Kicking off with a summary of Zero History - not in terms of plot and themes, but regarding its genesis and place within ‘the Bigend trilogy’ - Gibson described the function of these three works (the other two being Pattern Recognition and Spook Country) as a ‘pinhole exposure of the first decade of the 21st century.’ The interesting thing, he stressed, is that he didn’t have to move the camera much - it’s the times that change, his lens just remains open. Indeed, Gibson repeatedly underlined the centrality of the present in his work - the title quotation is symptomatic of this - and stressed that good science fiction writing is based on looking at ‘all the things around you’ and finding ‘the ones with the most obvious legs to carry you into the future.’

Gibson reveals to Doctorow his earlier insecurities as a novelist, as although his books looked, were shaped, and provided an experience rather similar to reading a novel, he attributes many of the themes that emerged as only doing so once they had been scrutinised and responded to by his readers.

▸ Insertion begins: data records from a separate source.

PR #10653, opened 2026-08-25
Accept a covariant Mapping of elements in ui.dictionary and .batch

### LINKED ISSUE #10631: Typing: ui.dictionary.__init__ uses invariant dict[str, UIElement] and rejects dict[str, ui.checkbox]
### Describe the bug

`marimo.ui.dictionary.__init__` currently types `elements` as:

```python
dict[str, UIElement[Any, Any]]
```

This causes static type checkers (Pylance/Pyright) to reject valid subclass dictionaries like `dict[str, mo.ui.checkbox]` because `dict` is invariant.

Observed runtime signature:
```python
(self, elements: 'dict[str, UIElement[Any, Any]]', *, label: 'str' = '', on_change: 'Callable[[dict[str, object]], None] | None' = None) -> 'None'
```

## Error message

Pylance/Pyright:
> Argument of type `dict[str, checkbox]` cannot be assigned to parameter `elements` of type `dict[str, UIElement[Any, Any]]` ... Consider switching from `dict` to `Mapping`.

## Why this is problematic
- Runtime behavior is correct.
- Users must add casts like `cast(dict[str, Any], elements)`.
- `UIElement` appears internal/non-public, so precise public typing is hard to express externally.

## Proposed fix
Use a covariant input type for constructor parameter, e.g.:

Their conversation brims with enthusiasm for alternative cultures, be it Japanese, Victorian, or Bohemian, and flits from technology to child-rearing, skimming the surface of Gibson’s writing process on its way.

The pair discuss the commodification of Bohemia in all its guises, Doctorow suggesting that the only way to avoid having one’s subculture seized upon, popularized and, ultimately, inverted, is to be so outrageously offensive that it would never be accepted by the mainstream. Either way, neither speaker was left with much optimism regarding the future possibility of a genuine subculture. Gibson concluded that we are now left with only ‘splinters of Bohemia,’ the violation of which seems almost complete in a world where ‘the way D. H. Lawrence looked is…much more important than what D.H. Lawrence wrote.’